Task item> Among the records below, one line contains "--- a/catalog/clients/python/tests/conftest.py"; copy that line and all that follow it, exactly as written.

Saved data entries
= = =

PR #2202, opened 2026-02-06
Some more changes to ensure tests runs from testops image in midstream

dbasunag:
## Merge criteria:

If you have UI changes

### DIFF
--- a/catalog/clients/python/tests/conftest.py
+++ b/catalog/clients/python/tests/conftest.py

= = =

Reply>
--- a/catalog/clients/python/tests/conftest.py
+++ b/catalog/clients/python/tests/conftest.py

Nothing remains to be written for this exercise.